PR #89, opened 2026-06-07
Fix ComSkip exception silently falling through to plain transcode

razzamatazm:
## What a user would notice

Before this fix: a recording with ComSkip enabled would sometimes complete successfully and produce an MKV, but the commercials were still in the file. There was no error shown anywhere. The user had no idea anything went wrong.

After this fix: if ComSkip fails (crash, timeout, or the commercial-removal FFmpeg step fails), the download is marked Failed with a clear message. The user sees "ComSkip failed: [reason]" instead of a file that looks done but isn't.

## What changed

In `_post_process`, the `except` block around the ComSkip phase was catching all exceptions, logging them as warnings, and continuing to a plain transcode. Because `commercials_removed` stayed `False`, the pipeline fell through to an unconditional transcode with no cut list applied.

Changed the handler to re-raise the exception. `_execute_post_process` already has a top-level `except Exception` that marks the download FAILED, so re-raising routes cleanly to that path.

## How it was tested

Two new regression tests in `test_comskip_exception_fallthrough.py`:

1. `detect_commercials` raising propagates out and `transcode` is never called.
2. `remove_commercials` raising propagates out and `transcode` is never called.

Full suite: 219 tests, all pass.

## Before

ComSkip error logged as warning. Download marked COMPLETED. MKV produced with commercials intact.

## After

ComSkip error propagates. Download marked FAILED: "ComSkip failed: [reason]. Recording not saved to avoid producing a file with commercials intact."

### DIFF
--- a/backend/services/download_manager.py
+++ b/backend/services/download_manager.py
@@ -1160,9 +1160,10 @@ class DownloadManager:
                 else:
                     await log_callback("Comskip: no commercials detected.")
             except Exception as e:
-                await log_callback(f"Comskip error: {e}")
-                warnings.append(f"Comskip failed: {e}")
-                logger.exception("Comskip error (continuing anyway)")
+                logger.exception("Comskip error")
+                raise RuntimeError(
+                    f"ComSkip failed: {e}. Recording not saved to avoid producing a file with commercials intact."
+                ) from e
 
         # Transcode if enabled (and not already done by commercial removal)
         if will_transcode and not commercials_removed:
--- a/backend/tests/test_comskip_exception_fallthrough.py
+++ b/backend/tests/test_comskip_exception_fallthrough.py
@@ -1,0 +1,115 @@
+"""
+Regression test for ComSkip exception fallthrough bug.
+
+When ComSkip or the commercial removal step raises an exception, the
+download_manager was swallowing it and continuing to a plain transcode.
+The user received an MKV with commercials intact and no indication that
+anything had gone wrong.
+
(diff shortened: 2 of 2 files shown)


razzamatazm-cleo (approved):
**Review (Cleo) — approve.**

Right fix for a real silent-data-corruption bug. Previously a ComSkip/commercial-removal exception was caught, appended to `warnings`, and execution fell through to the plain transcode block, so the user got a finished MKV with commercials intact and only a soft warning. Re-raising `RuntimeError` stops that: `_execute_post_process` (download_manager.py:766) catches the exception, sets `status = FAILED` and `error_message`, and broadcasts the failure, so the recording is correctly marked failed instead of completing dirty. The `from e` chaining preserves the original traceback, and the message is operator-readable.

Tests are real regressions: ran against `main` (2 failures) and this branch (2 pass). Both the `detect_commercials` and `remove_commercials` failure paths are covered, and each asserts `transcode` was never called, which is exactly the fall-through being prevented.

Two notes, neither blocking:
- This is a deliberate behavior change: a transient ComSkip failure now fails the whole download rather than degrading to a commercials-included file. That is the correct call here, since the user explicitly enabled commercial removal (and enabling it forces `remux_only = false`), so a silent commercials-included file is the worse outcome.
- The transcode `except` block just below still swallows and continues. That is pre-existing and out of scope for this PR, but worth a follow-up: a failed transcode currently still finalizes as COMPLETED-with-warnings.

No remaining concerns.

•••••

What you have to do
All lines in the entries above that include "continuing" should be found and copied.

Exercise solution
In `_post_process`, the `except` block around the ComSkip phase was catching all exceptions, logging them as warnings, and continuing to a plain transcode. Because `commercials_removed` stayed `False`, the pipeline fell through to an unconditional transcode with no cut list applied.
-                logger.exception("Comskip error (continuing anyway)")
+download_manager was swallowing it and continuing to a plain transcode.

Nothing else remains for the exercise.